**Work to complete:** Exact repetition of the whole listing is what this exercise asks for.
++++
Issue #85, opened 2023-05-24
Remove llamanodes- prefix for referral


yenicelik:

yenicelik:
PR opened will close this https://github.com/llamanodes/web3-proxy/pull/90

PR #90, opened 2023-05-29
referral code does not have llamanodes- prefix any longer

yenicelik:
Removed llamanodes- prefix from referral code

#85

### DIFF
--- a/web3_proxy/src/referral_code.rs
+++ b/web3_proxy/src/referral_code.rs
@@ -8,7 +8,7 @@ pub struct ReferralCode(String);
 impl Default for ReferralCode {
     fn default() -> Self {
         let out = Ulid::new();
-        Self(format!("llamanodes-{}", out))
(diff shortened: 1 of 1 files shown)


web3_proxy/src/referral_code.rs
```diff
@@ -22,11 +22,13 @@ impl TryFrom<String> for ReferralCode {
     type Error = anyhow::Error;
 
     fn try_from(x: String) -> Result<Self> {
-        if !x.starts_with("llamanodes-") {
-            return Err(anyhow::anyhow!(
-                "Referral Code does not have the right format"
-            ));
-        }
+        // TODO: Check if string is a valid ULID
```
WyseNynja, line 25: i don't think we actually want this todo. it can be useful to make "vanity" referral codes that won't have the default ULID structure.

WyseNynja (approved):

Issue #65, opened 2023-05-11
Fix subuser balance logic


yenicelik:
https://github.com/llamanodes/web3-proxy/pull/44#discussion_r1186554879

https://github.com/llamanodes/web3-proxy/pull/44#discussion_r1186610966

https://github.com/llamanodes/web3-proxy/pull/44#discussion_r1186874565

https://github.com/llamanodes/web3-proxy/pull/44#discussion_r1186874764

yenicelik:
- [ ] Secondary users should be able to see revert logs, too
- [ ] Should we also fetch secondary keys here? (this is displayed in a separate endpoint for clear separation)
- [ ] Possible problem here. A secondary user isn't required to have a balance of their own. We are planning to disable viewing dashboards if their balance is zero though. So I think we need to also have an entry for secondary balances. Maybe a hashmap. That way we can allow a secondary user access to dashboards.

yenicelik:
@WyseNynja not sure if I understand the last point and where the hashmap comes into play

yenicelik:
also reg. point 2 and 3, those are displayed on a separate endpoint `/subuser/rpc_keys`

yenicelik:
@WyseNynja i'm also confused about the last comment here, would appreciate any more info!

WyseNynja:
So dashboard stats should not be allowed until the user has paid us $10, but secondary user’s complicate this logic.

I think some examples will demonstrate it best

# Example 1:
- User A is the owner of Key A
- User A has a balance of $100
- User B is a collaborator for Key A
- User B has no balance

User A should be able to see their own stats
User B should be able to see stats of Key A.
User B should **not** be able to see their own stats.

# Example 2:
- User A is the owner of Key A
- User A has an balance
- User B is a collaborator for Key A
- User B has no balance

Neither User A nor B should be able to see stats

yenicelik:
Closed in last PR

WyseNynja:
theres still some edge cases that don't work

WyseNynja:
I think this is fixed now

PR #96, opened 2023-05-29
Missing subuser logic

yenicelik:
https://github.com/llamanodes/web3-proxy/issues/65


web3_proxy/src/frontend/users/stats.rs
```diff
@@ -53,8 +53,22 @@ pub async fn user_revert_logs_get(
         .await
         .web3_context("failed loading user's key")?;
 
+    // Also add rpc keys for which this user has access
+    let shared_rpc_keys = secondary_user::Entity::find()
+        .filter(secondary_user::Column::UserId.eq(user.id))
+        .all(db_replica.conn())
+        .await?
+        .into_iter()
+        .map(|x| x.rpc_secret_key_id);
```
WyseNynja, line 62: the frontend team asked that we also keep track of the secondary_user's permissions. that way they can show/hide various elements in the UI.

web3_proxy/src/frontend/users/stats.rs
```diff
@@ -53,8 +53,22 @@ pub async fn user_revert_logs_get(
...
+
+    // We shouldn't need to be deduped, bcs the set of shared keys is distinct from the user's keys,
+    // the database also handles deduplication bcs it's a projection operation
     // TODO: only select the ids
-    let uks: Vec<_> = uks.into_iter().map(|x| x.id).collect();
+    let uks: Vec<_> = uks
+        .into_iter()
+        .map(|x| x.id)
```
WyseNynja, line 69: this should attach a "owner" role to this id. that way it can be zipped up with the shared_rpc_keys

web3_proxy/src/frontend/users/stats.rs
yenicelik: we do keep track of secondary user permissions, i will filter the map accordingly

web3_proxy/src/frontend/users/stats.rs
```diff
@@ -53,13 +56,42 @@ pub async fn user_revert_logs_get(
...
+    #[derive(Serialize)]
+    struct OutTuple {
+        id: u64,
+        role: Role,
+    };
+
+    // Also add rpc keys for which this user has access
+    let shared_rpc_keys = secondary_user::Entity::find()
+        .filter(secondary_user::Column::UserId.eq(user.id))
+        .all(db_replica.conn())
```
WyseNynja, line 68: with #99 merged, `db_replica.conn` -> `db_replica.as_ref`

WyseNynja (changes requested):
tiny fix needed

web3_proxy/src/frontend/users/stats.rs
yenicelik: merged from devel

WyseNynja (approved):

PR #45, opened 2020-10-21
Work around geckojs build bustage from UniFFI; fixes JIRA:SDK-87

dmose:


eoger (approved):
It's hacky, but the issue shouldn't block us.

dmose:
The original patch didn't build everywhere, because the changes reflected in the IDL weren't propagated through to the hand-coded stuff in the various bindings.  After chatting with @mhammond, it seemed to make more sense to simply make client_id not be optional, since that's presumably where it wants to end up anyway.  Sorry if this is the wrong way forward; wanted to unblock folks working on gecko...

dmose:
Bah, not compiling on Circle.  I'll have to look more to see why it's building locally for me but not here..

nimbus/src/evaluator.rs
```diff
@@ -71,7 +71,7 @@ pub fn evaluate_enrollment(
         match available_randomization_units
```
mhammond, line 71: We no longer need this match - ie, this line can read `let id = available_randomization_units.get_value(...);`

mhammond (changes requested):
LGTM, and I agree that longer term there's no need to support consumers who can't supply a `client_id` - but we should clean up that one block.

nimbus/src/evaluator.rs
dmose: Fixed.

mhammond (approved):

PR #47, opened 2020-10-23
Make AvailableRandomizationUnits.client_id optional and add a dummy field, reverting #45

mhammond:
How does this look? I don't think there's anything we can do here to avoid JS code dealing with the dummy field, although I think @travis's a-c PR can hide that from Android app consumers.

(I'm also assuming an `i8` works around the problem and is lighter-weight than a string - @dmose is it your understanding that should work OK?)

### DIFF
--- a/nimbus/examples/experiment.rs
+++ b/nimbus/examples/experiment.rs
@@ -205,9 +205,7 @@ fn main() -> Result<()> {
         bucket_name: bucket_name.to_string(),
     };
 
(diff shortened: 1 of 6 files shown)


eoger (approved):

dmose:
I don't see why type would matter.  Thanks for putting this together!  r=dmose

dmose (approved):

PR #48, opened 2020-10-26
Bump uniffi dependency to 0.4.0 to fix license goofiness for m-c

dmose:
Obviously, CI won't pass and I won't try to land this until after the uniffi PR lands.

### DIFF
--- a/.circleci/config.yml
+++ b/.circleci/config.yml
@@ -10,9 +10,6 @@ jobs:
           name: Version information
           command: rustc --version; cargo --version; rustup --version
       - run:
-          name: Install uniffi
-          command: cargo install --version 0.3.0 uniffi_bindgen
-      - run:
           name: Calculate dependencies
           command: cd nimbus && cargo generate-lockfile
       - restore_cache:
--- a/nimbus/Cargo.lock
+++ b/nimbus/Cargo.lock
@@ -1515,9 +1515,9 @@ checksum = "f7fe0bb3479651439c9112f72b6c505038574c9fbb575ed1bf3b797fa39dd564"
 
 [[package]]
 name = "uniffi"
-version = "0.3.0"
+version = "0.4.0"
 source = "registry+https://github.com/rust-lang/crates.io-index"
++++
**Written answer:**
Issue #85, opened 2023-05-24
Remove llamanodes- prefix for referral


yenicelik:

yenicelik:
PR opened will close this https://github.com/llamanodes/web3-proxy/pull/90

PR #90, opened 2023-05-29
referral code does not have llamanodes- prefix any longer

yenicelik:
Removed llamanodes- prefix from referral code

#85

### DIFF
--- a/web3_proxy/src/referral_code.rs
+++ b/web3_proxy/src/referral_code.rs
@@ -8,7 +8,7 @@ pub struct ReferralCode(String);
 impl Default for ReferralCode {
     fn default() -> Self {
         let out = Ulid::new();
-        Self(format!("llamanodes-{}", out))
(diff shortened: 1 of 1 files shown)


web3_proxy/src/referral_code.rs
```diff
@@ -22,11 +22,13 @@ impl TryFrom<String> for ReferralCode {
     type Error = anyhow::Error;
 
     fn try_from(x: String) -> Result<Self> {
-        if !x.starts_with("llamanodes-") {
-            return Err(anyhow::anyhow!(
-                "Referral Code does not have the right format"
-            ));
-        }
+        // TODO: Check if string is a valid ULID
```
WyseNynja, line 25: i don't think we actually want this todo. it can be useful to make "vanity" referral codes that won't have the default ULID structure.

WyseNynja (approved):

Issue #65, opened 2023-05-11
Fix subuser balance logic


yenicelik:
https://github.com/llamanodes/web3-proxy/pull/44#discussion_r1186554879

https://github.com/llamanodes/web3-proxy/pull/44#discussion_r1186610966

https://github.com/llamanodes/web3-proxy/pull/44#discussion_r1186874565

https://github.com/llamanodes/web3-proxy/pull/44#discussion_r1186874764

yenicelik:
- [ ] Secondary users should be able to see revert logs, too
- [ ] Should we also fetch secondary keys here? (this is displayed in a separate endpoint for clear separation)
- [ ] Possible problem here. A secondary user isn't required to have a balance of their own. We are planning to disable viewing dashboards if their balance is zero though. So I think we need to also have an entry for secondary balances. Maybe a hashmap. That way we can allow a secondary user access to dashboards.

yenicelik:
@WyseNynja not sure if I understand the last point and where the hashmap comes into play

yenicelik:
also reg. point 2 and 3, those are displayed on a separate endpoint `/subuser/rpc_keys`

yenicelik:
@WyseNynja i'm also confused about the last comment here, would appreciate any more info!

WyseNynja:
So dashboard stats should not be allowed until the user has paid us $10, but secondary user’s complicate this logic.

I think some examples will demonstrate it best

# Example 1:
- User A is the owner of Key A
- User A has a balance of $100
- User B is a collaborator for Key A
- User B has no balance

User A should be able to see their own stats
User B should be able to see stats of Key A.
User B should **not** be able to see their own stats.

# Example 2:
- User A is the owner of Key A
- User A has an balance
- User B is a collaborator for Key A
- User B has no balance

Neither User A nor B should be able to see stats

yenicelik:
Closed in last PR

WyseNynja:
theres still some edge cases that don't work

WyseNynja:
I think this is fixed now

PR #96, opened 2023-05-29
Missing subuser logic

yenicelik:
https://github.com/llamanodes/web3-proxy/issues/65


web3_proxy/src/frontend/users/stats.rs
```diff
@@ -53,8 +53,22 @@ pub async fn user_revert_logs_get(
         .await
         .web3_context("failed loading user's key")?;
 
+    // Also add rpc keys for which this user has access
+    let shared_rpc_keys = secondary_user::Entity::find()
+        .filter(secondary_user::Column::UserId.eq(user.id))
+        .all(db_replica.conn())
+        .await?
+        .into_iter()
+        .map(|x| x.rpc_secret_key_id);
```
WyseNynja, line 62: the frontend team asked that we also keep track of the secondary_user's permissions. that way they can show/hide various elements in the UI.

web3_proxy/src/frontend/users/stats.rs
```diff
@@ -53,8 +53,22 @@ pub async fn user_revert_logs_get(
...
+
+    // We shouldn't need to be deduped, bcs the set of shared keys is distinct from the user's keys,
+    // the database also handles deduplication bcs it's a projection operation
     // TODO: only select the ids
-    let uks: Vec<_> = uks.into_iter().map(|x| x.id).collect();
+    let uks: Vec<_> = uks
+        .into_iter()
+        .map(|x| x.id)
```
WyseNynja, line 69: this should attach a "owner" role to this id. that way it can be zipped up with the shared_rpc_keys

web3_proxy/src/frontend/users/stats.rs
yenicelik: we do keep track of secondary user permissions, i will filter the map accordingly

web3_proxy/src/frontend/users/stats.rs
```diff
@@ -53,13 +56,42 @@ pub async fn user_revert_logs_get(
...
+    #[derive(Serialize)]
+    struct OutTuple {
+        id: u64,
+        role: Role,
+    };
+
+    // Also add rpc keys for which this user has access
+    let shared_rpc_keys = secondary_user::Entity::find()
+        .filter(secondary_user::Column::UserId.eq(user.id))
+        .all(db_replica.conn())
```
WyseNynja, line 68: with #99 merged, `db_replica.conn` -> `db_replica.as_ref`

WyseNynja (changes requested):
tiny fix needed

web3_proxy/src/frontend/users/stats.rs
yenicelik: merged from devel

WyseNynja (approved):

PR #45, opened 2020-10-21
Work around geckojs build bustage from UniFFI; fixes JIRA:SDK-87

dmose:


eoger (approved):
It's hacky, but the issue shouldn't block us.

dmose:
The original patch didn't build everywhere, because the changes reflected in the IDL weren't propagated through to the hand-coded stuff in the various bindings.  After chatting with @mhammond, it seemed to make more sense to simply make client_id not be optional, since that's presumably where it wants to end up anyway.  Sorry if this is the wrong way forward; wanted to unblock folks working on gecko...

dmose:
Bah, not compiling on Circle.  I'll have to look more to see why it's building locally for me but not here..

nimbus/src/evaluator.rs
```diff
@@ -71,7 +71,7 @@ pub fn evaluate_enrollment(
         match available_randomization_units
```
mhammond, line 71: We no longer need this match - ie, this line can read `let id = available_randomization_units.get_value(...);`

mhammond (changes requested):
LGTM, and I agree that longer term there's no need to support consumers who can't supply a `client_id` - but we should clean up that one block.

nimbus/src/evaluator.rs
dmose: Fixed.

mhammond (approved):

PR #47, opened 2020-10-23
Make AvailableRandomizationUnits.client_id optional and add a dummy field, reverting #45

mhammond:
How does this look? I don't think there's anything we can do here to avoid JS code dealing with the dummy field, although I think @travis's a-c PR can hide that from Android app consumers.

(I'm also assuming an `i8` works around the problem and is lighter-weight than a string - @dmose is it your understanding that should work OK?)

### DIFF
--- a/nimbus/examples/experiment.rs
+++ b/nimbus/examples/experiment.rs
@@ -205,9 +205,7 @@ fn main() -> Result<()> {
         bucket_name: bucket_name.to_string(),
     };
 
(diff shortened: 1 of 6 files shown)


eoger (approved):

dmose:
I don't see why type would matter.  Thanks for putting this together!  r=dmose

dmose (approved):

PR #48, opened 2020-10-26
Bump uniffi dependency to 0.4.0 to fix license goofiness for m-c

dmose:
Obviously, CI won't pass and I won't try to land this until after the uniffi PR lands.

### DIFF
--- a/.circleci/config.yml
+++ b/.circleci/config.yml
@@ -10,9 +10,6 @@ jobs:
           name: Version information
           command: rustc --version; cargo --version; rustup --version
       - run:
-          name: Install uniffi
-          command: cargo install --version 0.3.0 uniffi_bindgen
-      - run:
           name: Calculate dependencies
           command: cd nimbus && cargo generate-lockfile
       - restore_cache:
--- a/nimbus/Cargo.lock
+++ b/nimbus/Cargo.lock
@@ -1515,9 +1515,9 @@ checksum = "f7fe0bb3479651439c9112f72b6c505038574c9fbb575ed1bf3b797fa39dd564"
 
 [[package]]
 name = "uniffi"
-version = "0.3.0"
+version = "0.4.0"
 source = "registry+https://github.com/rust-lang/crates.io-index"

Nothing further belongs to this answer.